Olusegun Obasanjo, the former president of Nigeria is calling on West African governments to overhaul their drug laws by decriminalizing personal use and prioritizing treatment as a response to rising substance abuse in the region. According to him, the presence and use of drugs are constantly on the rise despite strict laws and countries that once served as transit points for trade are now active consumer markets, even producers.

“All of us in West Africa know now that drugs are not just in transit through our countries. Our youth are becoming more and more consumers, even some form of drugs are being produced,” Obasanjo told Reuters in an interview in Senegal yesterday. The former president was only making emphasis on what his organization, the West Africa Commission on Drugs (WACD), has been addressing for the last four years.

In a 2014 report titled, Not Just in Transit: Drugs, the State and Society in West Africa, WACD noted that West Africa has become a producer and exporter of synthetic drugs like amphetamine-type stimulants and opined that the growing presence of such drugs and drug money, risks undermining the economic and political stability achieved by countries in the region that have only recently emerged from years of conflict and violence.

The WACD and Obasanjo’s stance on the issue of drug policies is nothing strange; governments all over the world are increasingly adopting more liberal drug policies like legalising marijuana and decriminalising drugs such as cocaine and the likes. Portugal, Canada, The Netherlands and a host of other countries have decriminalized drug use and legalised marijuana for medical and recreational purposes.

Leading global medical, public health and human rights organisations like the International Red Cross, World Health Organization (WHO), the American Public Health Association, and the United Nations (UN) have also endorsed drug decriminalisation. In June 2017, the UN and WHO, in a joint statement, called for drug decriminalisation and expressed their support for countries who have adopted more liberal policies and those reviewing their strict laws that criminalize drug use.

But why the increasing shift towards liberal drug laws? Does a liberal drug policy help solve drug-related problems? To a large extent, yes. Countries like Portugal that have adopted liberal drug laws have reported less rate of drug-related deaths and a continuous decrease in the number of drug-related HIV infections and Aids cases. While drug use remains illegal in these countries, the offence becomes an administrative one rather than criminal; offenders are educated and treated, not sent to prison.

“We have concluded that drug use must be regarded primarily as a public health problem. Drug users need help, not punishment… Experience shows that criminalisation of drug use worsens health and social problems, puts huge pressures on the criminal justice system and incites corruption,” says the 2014 report of WACD.

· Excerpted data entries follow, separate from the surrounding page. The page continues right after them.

PR #1798, opened 2023-09-15
Specify language in HTML tags

irisfaraway:
https://eaflood.atlassian.net/browse/IWTF-3674

This change makes sure that the correct language tags are applied to the HTML depending on whether the page is in English or Welsh. It also adds attributes to the language switch links to make sure those are always tagged with the correct language.

### DIFF
--- a/packages/gafl-webapp-service/src/pages/layout/layout.njk
+++ b/packages/gafl-webapp-service/src/pages/layout/layout.njk
@@ -9,6 +9,10 @@
 {% from "button/macro.njk" import govukButton %}
 {% from "footer/macro.njk" import govukFooter %}
 
+{% if (SHOW_WELSH_CONTENT) and (_uri.queryParams.lang == 'cy') %}
+    {% set htmlLang = "cy" %}
+{% endif %}
+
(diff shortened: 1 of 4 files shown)


packages/gafl-webapp-service/src/pages/layout/layout.njk
```diff
@@ -9,6 +9,10 @@
 {% from "button/macro.njk" import govukButton %}
 {% from "footer/macro.njk" import govukFooter %}
 
+{% if (SHOW_WELSH_CONTENT) and (_uri.queryParams.lang == 'cy') %}
```
jaucourt, line 12: Would be nice to see this as a flag in the injected data, which can then be tested, rather than logic being in the template

jaucourt (changes requested):

packages/gafl-webapp-service/src/pages/layout/layout.njk
irisfaraway: @jaucourt Good shout, updated

jaucourt (approved):

PR #1799, opened 2023-09-18
Stop redirect from always preserving skip link fragment

irisfaraway:

This change fixes an accessibility issue in which the #main-content fragment, which was applied when a user selected the 'Skip to main content' link, was then applied to all subsequent pages in the journey. This is because the 302 redirects always preserved the existing fragment.

As other possible solutions like updating the action tag then broke the language param, we decided to fix this by making sure a blank fragment is applied on redirects to override #main-content.


irisfaraway:
This will be a lot clearer to review if you look at the two commits separately, as the vast majority of line changes are just updating tests.

jaucourt (commented):
Now I see what's been necessary, I'm a little less sure about this method. I'm wondering whether using `toMatch` rather than `toBe` would be a better choice than adding a hash into every test, so for example the assertation in 'loads the order compete page' would become:
```
expect(response.headers.location).toMatch(new RegExp(`^${ORDER_COMPLETE}`))
```

jaucourt (approved):

irisfaraway:
Agreed to create a new ticket to handle future test improvements: https://eaflood.atlassian.net/browse/IWTF-3759

PR #1801, opened 2023-09-25
Pricing summary refactor

jaucourt:
Pricing summary refactor

https://eaflood.atlassian.net/browse/IWTF-3322

Refactor the pricing summary which is doing a lot of work with no caching


ScottDormand96:
I think it is easier to read with the changes you've made. Aware of risk with changing code but feel testing isn't hugely time consuming to check with all scenarios is displaying correctly. Happy to go ahead with changes if content pricing for all concessions is likely stay the same

PR #1803, opened 2023-09-27
Retrieve recurring payments

ScottDormand96:
https://eaflood.atlassian.net/browse/IWTF-3617

Recurring Payments Job to retrieve the recurring payments due on the current day


packages/dynamics-lib/src/entities/recurring-payment.entity.js
```diff
@@ -10,16 +11,22 @@ export class RecurringPayment extends BaseEntity {
   static _definition = new EntityDefinition(() => ({
     localName: 'recurringPayment',
     dynamicsCollection: 'defra_recurringpayments',
-    defaultFilter: 'statecode eq 0',
+    defaultFilter: 'statecode eq 0 and defra_cancelleddate eq null',
```
jaucourt, line 14: I'd question whether this should be a default filter

packages/recurring-payments-job/src/__mocks__/dynamics-web-api.js
```diff
@@ -0,0 +1,3 @@
+import { configureDynamicsWebApiMock } from '../../../dynamics-lib/src/__mocks__/dynamics-web-api-mock-helper.js'
+const DynamicsWebApi = jest.genMockFromModule('dynamics-web-api')
+export default configureDynamicsWebApiMock(DynamicsWebApi)
```
jaucourt, line 3: I'm not a fan of auto mocks - they hide functionality and make things work 'magically' in an opaque way. Mocks should be declared in the same file as the tests they're serving.

packages/recurring-payments-job/src/recurring-payments-processor.js
```diff
@@ -1,3 +1,12 @@
-export async function execute () {
-  // do something
+import { getRecurringPayments } from '../../sales-api-service/src/services/recurring-payments.service.js'
```
jaucourt, line 1: You shouldn't be calling Sales API modules in this way. They should be called via the HTTP interface - you can't rely on the sales-api-service being available, as when recurring-payments is running in its own container it won't be. For an example of how to do it, have a look at the agreed-handler.js in the GAFL. You'll see there's a salesApi import there, that actually connects to the @defra-fish/connectors-lib, which in turn makes the HTTP request to the Sales API

packages/sales-api-service/src/schema/transaction.schema.js
```diff
@@ -106,9 +106,24 @@ const finaliseTransactionRequestSchemaContent = {
...
+      cancelledDate: Joi.string()
+        .isoDate()
+        .optional()
+        .description('Optional field for when recurring payment cancelled')
+        .example(new Date().toISOString()),
+      cancelledReason: buildJoiOptionSetValidator('defra_cancelledreason', 'User Cancelled'),
+      endDate: Joi.string().isoDate().required().description('End of recurring payment').example(new Date().toISOString()),
+      agreementId: Joi.string().required().description('Agreement identification number, Gov.UK Pay field').example(uuidv4()),
+      publicId: Joi.string().required().description('SHA-256 hash of id').example(uuidv4()),
+      status: Joi.number().valid(0, 1).required().description('Status field: 1 for active, 0 for not active'),
```
jaucourt, line 124: Haven't you put in an auto-filter on this field, so it will always be 1?

packages/sales-api-service/src/services/recurring-payments.service.js
```diff
@@ -0,0 +1,54 @@
...
+    dueDates.push(date)
+  }
+
+  const recurringPayments = []
+  for (const dueDate of dueDates) {
+    const activeRecurringPayments = await findByExample(new RecurringPayment())
+    const dueRecurringPayments = await findRecurringPaymentsInDateRange(activeRecurringPayments, dueDate)
+
+    if (dueRecurringPayments.length !== 0) {
+      recurringPayments.push(dueRecurringPayments)
```
jaucourt, line 18: This is not the way you should concatenate arrays - push is for pushing a single item onto an array. Have a look at this codepen: https://codepen.io/jaucourt/pen/YzJmQWV. You'll see that when you push one array onto another, it's added as an array within an array.

One way to concatenate arrays is to use the [concat function](https://developer.mozilla.org/en-US/docs/Web/JavaScript/Reference/Global_Objects/Array/concat). This probably isn't the most performant, though, so you need to explore how best to do it.

packages/sales-api-service/src/services/recurring-payments.service.js
```diff
@@ -0,0 +1,54 @@
...
+
+export const retrieveActivePermission = async recurringPayments => {
+  const recurringPaymentsWithPermission = []
+  for (const recurringPayment of recurringPayments) {
+    const permission = await findById(Permission, recurringPayment.activePermission)
+    recurringPayment.activePermission = permission
+    recurringPaymentsWithPermission.push(recurringPayment)
+  }
+  return recurringPaymentsWithPermission
+}
```
jaucourt, line 33: This isn't how you should retrieve the related permission. If you look in dynamics-lib/src/queries/permission.queries.js, you'll see that it retrieves related entities for the Permission: Contact, Permit and Concessions. You should be doing it in the same way.

packages/sales-api-service/src/services/recurring-payments.service.js
```diff
@@ -0,0 +1,54 @@
...
+    })
+
+    const recurringPaymentsWithPermission = await retrieveActivePermission(recurringPaymentsInDateRange)
+
+    return recurringPaymentsWithPermission
+  } catch (error) {
+    console.error('Error finding recurring payments:', error)
+    throw error
+  }
+}
```
jaucourt, line 54: This also shouldn't be here - it should be a filter passed into a function defined in dynamics-lib

jaucourt (changes requested):
I can see you've had a really good crack at this, but I'm afraid it's going to need significant changes. You've departed from the established patterns of doing things - I've pointed these out. We can perhaps pair up on this if you're not confident on how to proceed.

PR #1806, opened 2023-10-02
Remove erroneous fieldset and fix aria description

irisfaraway:
https://eaflood.atlassian.net/browse/IWTF-3676

### DIFF
--- a/packages/gafl-webapp-service/src/pages/concessions/date-of-birth/date-of-birth.njk
+++ b/packages/gafl-webapp-service/src/pages/concessions/date-of-birth/date-of-birth.njk
@@ -41,7 +41,7 @@
 %}
 
 {% block pageContent %}
-    <div id="date-of-birth-hint" class="govuk-hint">
+    <div id="{{ describedByTag }}" class="govuk-hint">
       {{ mssgs.dob_entry_hint }}
     </div>
 
--- a/packages/gafl-webapp-service/src/pages/concessions/date-of-birth/date-of-birth.njk
+++ b/packages/gafl-webapp-service/src/pages/concessions/date-of-birth/date-of-birth.njk
@@ -3,6 +3,7 @@
 {% from "date-input/macro.njk" import govukDateInput %}
 {% from "inset-text/macro.njk" import govukInsetText %}
 {% set title = mssgs.dob_title_you if data.isLicenceForYou else mssgs.dob_title_other %}
+{% set describedByTag = "date-of-birth-hint" %}
 
 {%
     set errorMap = {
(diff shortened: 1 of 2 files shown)


packages/gafl-webapp-service/src/pages/concessions/date-of-birth/date-of-birth.njk
```diff
@@ -3,6 +3,7 @@
 {% from "date-input/macro.njk" import govukDateInput %}
 {% from "inset-text/macro.njk" import govukInsetText %}
 {% set title = mssgs.dob_title_you if data.isLicenceForYou else mssgs.dob_title_other %}
+{% set describedByTag = "date-of-birth-hint" %}
```
ScottDormand96, line 6: wondering if way to do this in route so can test?

ScottDormand96 (changes requested):

packages/gafl-webapp-service/src/pages/concessions/date-of-birth/date-of-birth.njk
jaucourt: As I see this, it's the id for an element on the page which is passed to a sub-template. As such, I think we can get away with just having it in the template rather than needing to have it in the getData function. However, I do think that if we're using a variable in this way, the div with this id should use the variable rather than having the id hard-coded.

packages/gafl-webapp-service/src/pages/concessions/date-of-birth/date-of-birth.njk
```diff
@@ -40,11 +41,9 @@
 %}
 
 {% block pageContent %}
-    <fieldset class="govuk-fieldset" role="group" aria-describedby="passport-issued-hint">
-      <div id="passport-issued-hint" class="govuk-hint">
-        {{ mssgs.dob_entry_hint }}
-      </div>
-    </fieldset>
+    <div id="date-of-birth-hint" class="govuk-hint">
```
jaucourt, line 44: So here, it should be `<div id="{{ describedByTag }}" class="govuk-hint">`

jaucourt (changes requested):

packages/gafl-webapp-service/src/pages/concessions/date-of-birth/date-of-birth.njk
irisfaraway: Ahh good shout, will fix

jaucourt (approved):

ScottDormand96 (approved):

PR #1808, opened 2023-10-02
Fix markup on pricing summary box

irisfaraway:
https://eaflood.atlassian.net/browse/IWTF-3680

This fixes the markup on the list of prices to use the DL syntax. It also fixes a number of duplicate IDs which should have been classes.


ScottDormand96 (approved):

jaucourt (approved):
I think the scss could be slightly tidier, but it's pretty minor so I'll leave it up to you whether you implement my suggestion or not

For decades, strict laws on drug use have been the norm and it has solved little to nothing. If anything, it bolsters drug trafficking, promotes social stigmatisation, overcrowds prisons and consequently hardens offenders (criminals) that otherwise should have been reformed. Hence a more informed and constructive approach – decriminalisation.

In addition to the health and social benefits, decriminalising drugs creates a regulated economy. The drug market can be regulated and taxed, turning a dangerous black market into a legitimate financial one where profit made can be redirected into the health system where it is needed to help cater to those suffering from drug addiction.

The war on drugs has failed globally; adopting an approach that is health-based and educational on users, but absolutely strict on traffickers is the way forward. Like the late Kofi Annan said in a speech once, drugs have destroyed many people, but wrong government policies have destroyed many more.